A fix has been implemented to address an issue where the IsInherited flag was missing from the API response. This prevented the UI from performing certain operations, such as disabling and unassigning options in the right list box.
A fix has been applied to correct the display of start and end dates in the Role Definitions listings screen. Previously, the dates were not being displayed accurately, which caused confusion in the listings. This fix resolves the issue, ensuring that start and end dates are represented correctly.
Updated the email-sending functionality to exclude recipients who do not have a locale set when sending emails to multiple people.The previous implementation attempted to send emails to all recipients, regardless of whether they had a locale set, which could cause issues. This fix ensures that only recipients with a set locale receive the email.

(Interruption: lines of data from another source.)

PR #1279, opened 2020-05-12
tests: capi.py: UCCSocket use longer timeout

tomereli:
On prplmesh-s1 (Intel) server, UCC connection now time outs when trying
to reach the controller/agents over CAPI.
One possible reason is that for some reason it now takes longer for the
controller / agents UCC listener to come up.
Fix it by increasing the default timeout in the UCCSocket class.

### DIFF
--- a/tests/capi.py
+++ b/tests/capi.py
@@ -72,7 +72,7 @@ class UCCSocket:
     CAPI commands from it.
     """
 
-    def __init__(self, host: str, port: int, timeout: int = 10):
+    def __init__(self, host: str, port: int, timeout: int = 30):
         """Constructor for UCCSocket
 
         Parameters


arnout (approved):
The "it now takes longer for the controller / agents UCC listener to come up." is not correct, because it also happens with --skip-init (i.e. when the agent has been running already for a long time).

That said, it doesn't hurt to increase the timeout, if that helps.

tomereli:
> The "it now takes longer for the controller / agents UCC listener to come up." is not correct, because it also happens with --skip-init (i.e. when the agent has been running already for a long time).
> 
> That said, it doesn't hurt to increase the timeout, if that helps.

I couldn't reproduce this with --skip-init when netcat works, meaning the ucc listenr is up and running.

vitalybu (approved):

Fixes in ManageApplicationWizard Workflow
Multiple issues have been addressed in the ManageApplicationWizard workflow to enhance the user experience:
Cancel/Back Button Missing: The absence of the "Cancel" and "Back" buttons on the "Select Application" page has been resolved, allowing users to abort the workflow if needed.
Executive Summary Page: After editing any settings within the "Edit Application Settings" option, the workflow now correctly displays an Executive Summary page instead of just a confirmation message. The user will no longer be redirected directly to the "Select Workflow" page.
Multiple Application Selection Issues: Several issues related to selecting multiple applications have been fixed:
Only the last selected application was previously shown in the "You selected this Application to manage" section. Now, all selected applications are correctly displayed.
The count of selected applications was incorrectly displayed as 0. This issue has been corrected.
Locale-related issues with the displayed application count have been fixed.
These fixes ensure a smoother and more intuitive workflow experience for users.
A critical issue affecting the assignment of rights to management roles in the UI has been resolved. Previously, users could only assign app rights to management roles for the first seven app rights in the native UI. When attempting to assign rights from the 8th app right onwards, the respective app rights would not appear in the "Assign Rights to Management Role" modal. This was due to pagination, which filtered only the first seven fetched elements. The fix ensures that all app rights, regardless of their position in the list, are now available for management role assignments in the native UI. This fix restores full functionality to the role assignment process, allowing users to manage app rights effectively without any limitations.